In this paper Gojko Bezovan compares role and impact of the third sector in transformative process in Slovenia, the Czech Republic and Croatia. From the very beginning, civil society initiatives were playing an important role in the changes which have happened in post-socialist countries. Path dependency was playing a decisive role in the regulation, development and achievements of civil society and in the emergence of third sector development and its impact. In the 1990s Slovenian, Croatian and Czech societies were in different positions with the dissolution of the former states of Yugoslavia and Czechoslovakia. Croatian and to a lesser extent Slovenian development was marked by the war, which made a long-lasting impact in society.
Bezovan conceptualises civil society organisations as a part of civic engagement of citizens, more involved in
advocacy, while third sector organisations act as social entrepreneurs, income generators and providers of social services. The role of third sector organisations in these societies is more or less similar. Comparative empirical evidence gives an insight in the role of TSOs in social policy and into sector development.

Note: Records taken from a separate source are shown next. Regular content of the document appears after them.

PR #111, opened 2016-12-01
Books.txt and server change

helenemccarron:
- added biology from production to `/books.txt`
- added proper collection to HS Physics. 
- added field in `/books.txt` to denote which hostname to use for downloading the book

# Questions

- [ ]  now that each book can specify a hostname, should we remove the option of specifying an environment-var-override option?

### DIFF
--- a/scripts/bake-book-remote
+++ b/scripts/bake-book-remote
@@ -12,8 +12,6 @@ set -e
 # - Invoke the collation via a the python interpreter `import requests; resp = requests.post('http://dev00.cnx.org.cnx.org:6543/contents/031da8d3-b525-429c-80cf-6c8ed997733a/collate-content', headers={'x-api-key': 'b07'}); print(resp)`
 # Originally from: https://gist.github.com/pumazi/93f5ed32cb9e094e5a97415ced480a16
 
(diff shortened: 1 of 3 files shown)


scripts/bake-book-remote
```diff
@@ -99,7 +99,7 @@ do
   ssh ${USER}@${HOST} ${buildBookCmd} || exit 1
 
   >&2 echo "==> Re-baking the book (may take up to 12 minutes)"
-  python -c "import requests; resp = requests.post('http://${HOST}:6543/contents/${uuid}@${bookVersion}/collate-content', headers={'x-api-key': 'cte-dev--sprint-6.7'}); print(resp)" || exit 1
+  python -c "import requests; resp = requests.post('http://${HOST}:6543/contents/${uuid}@${bookVersion}/collate-content',  headers={'x-api-key': 'b07'}); print(resp)" || exit 1
```
philschatz: Why did this header change? Is this something that would need to change for each server?

helenemccarron: The API key is different on the new server. I don't know if that is the case for the next server cc @pumazi and @reedstrm will know better than me.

In the first part of the paper there is an analysis of public discourses and first empirical evidence on civil society development from the end of 1980s and in 1990s in three countries before exploring how civic and advocacy organisations contributed to political openness for third sector development; to what extent such organisations are involved in hearings, public commissions and other policy making bodies; and reviewing empirical evidence of the impact of TSOs providing social services.